**What the exercise asks**
Go through the lines below. Copy those with "default".

**Materials provided**
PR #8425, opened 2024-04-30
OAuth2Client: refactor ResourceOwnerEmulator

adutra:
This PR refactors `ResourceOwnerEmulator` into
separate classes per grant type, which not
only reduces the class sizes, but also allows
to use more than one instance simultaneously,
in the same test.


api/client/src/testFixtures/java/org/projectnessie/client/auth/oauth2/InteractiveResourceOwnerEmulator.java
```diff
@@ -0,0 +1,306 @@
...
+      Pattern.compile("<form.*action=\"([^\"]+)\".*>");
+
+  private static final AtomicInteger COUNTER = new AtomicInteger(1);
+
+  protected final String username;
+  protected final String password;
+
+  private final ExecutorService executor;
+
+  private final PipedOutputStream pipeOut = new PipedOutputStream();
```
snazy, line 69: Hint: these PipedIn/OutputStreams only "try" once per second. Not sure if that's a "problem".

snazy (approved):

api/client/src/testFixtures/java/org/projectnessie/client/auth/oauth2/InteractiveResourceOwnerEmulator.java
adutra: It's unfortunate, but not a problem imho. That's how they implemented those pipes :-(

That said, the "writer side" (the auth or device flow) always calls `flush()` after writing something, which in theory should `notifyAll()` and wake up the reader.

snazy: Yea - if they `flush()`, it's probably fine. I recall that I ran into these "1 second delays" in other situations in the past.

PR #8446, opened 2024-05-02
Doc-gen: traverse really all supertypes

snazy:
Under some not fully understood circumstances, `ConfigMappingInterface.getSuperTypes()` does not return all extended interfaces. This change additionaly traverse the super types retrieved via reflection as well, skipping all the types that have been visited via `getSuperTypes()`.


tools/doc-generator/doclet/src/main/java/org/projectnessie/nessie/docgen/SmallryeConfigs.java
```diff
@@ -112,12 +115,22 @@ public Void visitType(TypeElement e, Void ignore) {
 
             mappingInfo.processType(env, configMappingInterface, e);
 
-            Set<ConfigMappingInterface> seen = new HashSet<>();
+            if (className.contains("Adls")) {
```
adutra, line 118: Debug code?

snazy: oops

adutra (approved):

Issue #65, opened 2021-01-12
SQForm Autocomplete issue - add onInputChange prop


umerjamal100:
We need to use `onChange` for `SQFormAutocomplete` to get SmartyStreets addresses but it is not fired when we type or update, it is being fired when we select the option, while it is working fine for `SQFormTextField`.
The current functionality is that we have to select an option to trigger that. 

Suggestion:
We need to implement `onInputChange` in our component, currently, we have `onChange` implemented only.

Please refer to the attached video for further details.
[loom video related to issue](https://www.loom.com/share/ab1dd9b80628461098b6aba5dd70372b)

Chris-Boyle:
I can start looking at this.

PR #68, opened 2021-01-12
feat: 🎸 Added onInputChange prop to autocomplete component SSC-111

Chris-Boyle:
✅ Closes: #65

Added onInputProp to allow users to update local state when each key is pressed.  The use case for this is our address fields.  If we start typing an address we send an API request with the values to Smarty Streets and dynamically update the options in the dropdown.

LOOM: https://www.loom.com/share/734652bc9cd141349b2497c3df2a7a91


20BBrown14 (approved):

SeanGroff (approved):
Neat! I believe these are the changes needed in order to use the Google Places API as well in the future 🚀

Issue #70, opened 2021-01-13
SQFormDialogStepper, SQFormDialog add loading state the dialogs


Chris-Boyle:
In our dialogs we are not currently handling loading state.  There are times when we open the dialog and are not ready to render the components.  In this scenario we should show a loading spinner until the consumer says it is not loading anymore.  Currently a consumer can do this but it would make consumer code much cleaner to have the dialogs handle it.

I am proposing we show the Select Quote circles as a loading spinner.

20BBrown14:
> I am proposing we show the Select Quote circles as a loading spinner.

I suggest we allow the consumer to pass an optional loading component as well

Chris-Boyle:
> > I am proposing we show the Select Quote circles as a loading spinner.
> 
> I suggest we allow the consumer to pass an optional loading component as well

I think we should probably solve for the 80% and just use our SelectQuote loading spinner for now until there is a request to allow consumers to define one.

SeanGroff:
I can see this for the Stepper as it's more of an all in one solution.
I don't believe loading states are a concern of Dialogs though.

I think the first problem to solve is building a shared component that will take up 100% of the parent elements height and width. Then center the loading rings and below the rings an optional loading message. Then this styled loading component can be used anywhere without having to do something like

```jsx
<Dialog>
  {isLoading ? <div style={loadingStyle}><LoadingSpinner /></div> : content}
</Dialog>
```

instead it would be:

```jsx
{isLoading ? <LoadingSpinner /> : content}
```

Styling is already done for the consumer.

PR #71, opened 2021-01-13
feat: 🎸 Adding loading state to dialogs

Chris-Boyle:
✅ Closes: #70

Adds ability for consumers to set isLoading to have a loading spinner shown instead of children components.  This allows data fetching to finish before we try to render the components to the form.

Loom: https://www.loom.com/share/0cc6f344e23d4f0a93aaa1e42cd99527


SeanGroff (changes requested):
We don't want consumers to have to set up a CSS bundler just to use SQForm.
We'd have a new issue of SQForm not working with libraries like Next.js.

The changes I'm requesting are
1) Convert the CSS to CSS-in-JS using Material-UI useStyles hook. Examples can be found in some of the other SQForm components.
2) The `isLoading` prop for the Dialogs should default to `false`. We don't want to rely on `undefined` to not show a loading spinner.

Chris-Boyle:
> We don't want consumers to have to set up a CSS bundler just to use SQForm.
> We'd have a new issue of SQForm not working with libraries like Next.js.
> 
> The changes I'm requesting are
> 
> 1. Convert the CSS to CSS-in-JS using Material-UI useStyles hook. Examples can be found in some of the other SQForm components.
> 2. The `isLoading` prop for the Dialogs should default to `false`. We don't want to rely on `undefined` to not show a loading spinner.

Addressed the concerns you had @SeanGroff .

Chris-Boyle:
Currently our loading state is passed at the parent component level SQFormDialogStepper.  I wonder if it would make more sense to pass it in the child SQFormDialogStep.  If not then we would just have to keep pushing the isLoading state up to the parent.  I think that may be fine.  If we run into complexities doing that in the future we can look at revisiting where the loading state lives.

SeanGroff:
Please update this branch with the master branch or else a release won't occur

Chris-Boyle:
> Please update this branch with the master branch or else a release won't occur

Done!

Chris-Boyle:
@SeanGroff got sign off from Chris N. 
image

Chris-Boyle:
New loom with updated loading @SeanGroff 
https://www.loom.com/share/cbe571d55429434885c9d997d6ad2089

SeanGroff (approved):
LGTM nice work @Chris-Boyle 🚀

**Solution to the exercise**
2) The `isLoading` prop for the Dialogs should default to `false`. We don't want to rely on `undefined` to not show a loading spinner.
> 2. The `isLoading` prop for the Dialogs should default to `false`. We don't want to rely on `undefined` to not show a loading spinner.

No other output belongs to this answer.